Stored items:

PR #318, opened 2023-09-01
JDK-8315479: GenShen: Expand old-gen while selecting collection set during GLOBAL GC

kdnilsen:
With GenShen, the size of old generation is as small as possible in order to maximize memory available to young gen.  This generally allows less frequent (and therefore more efficient) young-gen collections.

Under normal operation (concurrent marking of old followed by a series of mixed evacuations), old-gen is expanded at the end of a previous GC cycle in order to accommodate evacuation of mixed-evacuation candidates.

However, when we do a GLOBAL collection, we need to expand OLD gen during the selection of the collection set, depending on how many old-gen regions are selected to be evacuated during the GC evacuation phase.  This PR makes the change.

### DIFF
--- a/src/hotspot/share/gc/shenandoah/heuristics/shenandoahGlobalHeuristics.cpp
+++ b/src/hotspot/share/gc/shenandoah/heuristics/shenandoahGlobalHeuristics.cpp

## Task objective:
Wherever "shenandoahGlobalHeuristics" occurs in the records above, copy the line it sits in.

## Your response:
--- a/src/hotspot/share/gc/shenandoah/heuristics/shenandoahGlobalHeuristics.cpp
+++ b/src/hotspot/share/gc/shenandoah/heuristics/shenandoahGlobalHeuristics.cpp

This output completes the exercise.